A company wants to ingest IoT sensor data from thousands of devices into BigQuery for near-real-time analytics. The data volume is approximately 10 GB per hour. Which combination of Google Cloud services should they use for a cost-effective and scalable solution?
Answer choices
Why each option matters
Answer the question above first, then reveal the full breakdown to understand why each option is right or wrong.

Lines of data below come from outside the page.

PR #17109, opened 2025-04-10
py/emitinlinerv32: Move include of asmrv32.h to within feature guard.

dpgeorge:
### Summary

Otherwise, when compiling on 16-bit systems (where `mp_uint_t` is 16 bits wide) the compiler warns about "left shift count >= width of type", from the static inline functions that have RV32_ENCODE_TYPE_xxx macros which do a lot of bit shifting.

### Testing

Prior to this commit the `pic16bit` port would not compile (with XC 2.00).  With this commit it does compile.

CI will test other builds of this, when `MICROPY_EMIT_INLINE_RV32` is enabled.

### DIFF
--- a/py/emitinlinerv32.c
+++ b/py/emitinlinerv32.c
@@ -30,11 +30,12 @@
 #include <stdio.h>
 #include <string.h>
 
-#include "py/asmrv32.h"
 #include "py/emit.h"
 #include "py/misc.h"
 
 #if MICROPY_EMIT_INLINE_RV32
+
+#include "py/asmrv32.h"
 
 typedef enum {
 // define rules with a compile function


agatti:
Oh, thanks!  All those compile-time shifts and masks were mostly to help me in getting the bitmasks right (RV32 opcodes encoding isn't the most linear out there).

If this added complexity is no longer needed/desired I can send a PR that pre-bakes masks into constants for the next MPy release - there is a test suite exercising pretty much every opcode after all.

dpgeorge:
> If this added complexity is no longer needed/desired I can send a PR that pre-bakes masks into constants

I'm not sure what you mean by that?

An alternative fix to this PR would be to use `uint32_t` for all the arguments instead of `mp_uint_t`.  The latter can be 16-bit on 16-bit builds, but `uint32_t` is obviously always 32-bits.  But that's a very big change (in terms of LoC count).

agatti:
What I meant was to try to pre-compute shifted masks and the like and store the uint32_t equivalents in the code, basically doing the preprocessor's work (or, in other words, what the arm and thumb2 opcode emitters do).

That said, I believe the alternate fix you propose is still needed, as the bitmasks and whatnot do have a fixed 32-bits size regardless the processor the opcodes are generated on.  That may or may not become relevant for RV64 since opcodes are still 32 bits in size and RV32 opcodes are valid RV64 opcodes as well :)  But that's for the next release anyway...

Correct answer & explanation
Pub/Sub → Dataflow → BigQuery
Pub/Sub provides a scalable, managed ingestion layer for high-volume IoT data, decoupling producers from consumers. Dataflow (Apache Beam) processes the streaming data in near-real-time with exactly-once semantics and auto-scaling, writing directly to BigQuery for analytics. This combination minimizes operational overhead and cost by avoiding intermediate storage and manual scaling.
Key principle: Answer the scenario, not the keyword: identify the specific constraint before choosing the most familiar-sounding option.
Answer analysis
Option-by-option breakdown
For each option: why learners choose it and why it is or isn't the right answer here.
- ✓
Pub/Sub → Dataflow → BigQuery
Why this is correct
Pub/Sub ingests events, Dataflow streams them to BigQuery, scaling automatically.
Related concept
Read the scenario before looking for a memorised answer.
- ✗
Cloud IoT Core → Cloud Functions → BigQuery
Why it's wrong here
Cloud Functions has limits on concurrent executions and may not sustain high throughput.
- ✗
Cloud IoT Core → Cloud Dataproc → BigQuery
Why it's wrong here
Dataproc adds overhead and is not ideal for streaming ingestion.
- ✗
Cloud IoT Core → Cloud Storage → BigQuery load jobs
Why it's wrong here
Storage + load is batch, not near-real-time.
Common exam traps
Common exam trap: answer the scenario, not the keyword
Google Cloud often tests the misconception that Cloud Functions can handle streaming workloads, but its synchronous nature and timeout limit make it unsuitable for sustained high-throughput ingestion, whereas Pub/Sub + Dataflow is the standard pattern for near-real-time analytics.
Detailed technical explanation
How to think about this question
Dataflow uses the Apache Beam SDK to enable windowed aggregations and watermark handling for late-arriving data, critical for IoT sensor timestamps. Under the hood, Pub/Sub uses a pull-based subscription model with exactly-once delivery when combined with Dataflow's checkpointing, avoiding duplicates in BigQuery. In practice, this architecture can handle spikes of 10 GB/hour by auto-scaling Dataflow workers based on Pub/Sub backlog, while Cloud Functions would require a fan-out pattern with multiple invocations per second, hitting concurrency limits.
KKey Concepts to Remember
- Read the scenario before looking for a memorised answer.
- Find the constraint that changes the correct option.
- Eliminate answers that are true in general but not in this case.
TExam Day Tips
- Watch for words such as best, first, most likely and least administrative effort.
- Review why wrong options are wrong, not only why the correct option is correct.
Key takeaway
Answer the scenario, not the keyword: identify the specific constraint before choosing the most familiar-sounding option.
Real-world example
How this comes up in practice
A startup's cloud architect reviews their monthly bill and notices costs are higher than expected for a long-running batch job. Switching from on-demand instances to Reserved Instances — or using Spot/Preemptible VMs — can reduce compute costs by up to 72 %. Questions like this test whether you understand the tradeoffs between commitment, flexibility, and cost across cloud pricing models.
What to study next
Got this wrong? Here's your next step.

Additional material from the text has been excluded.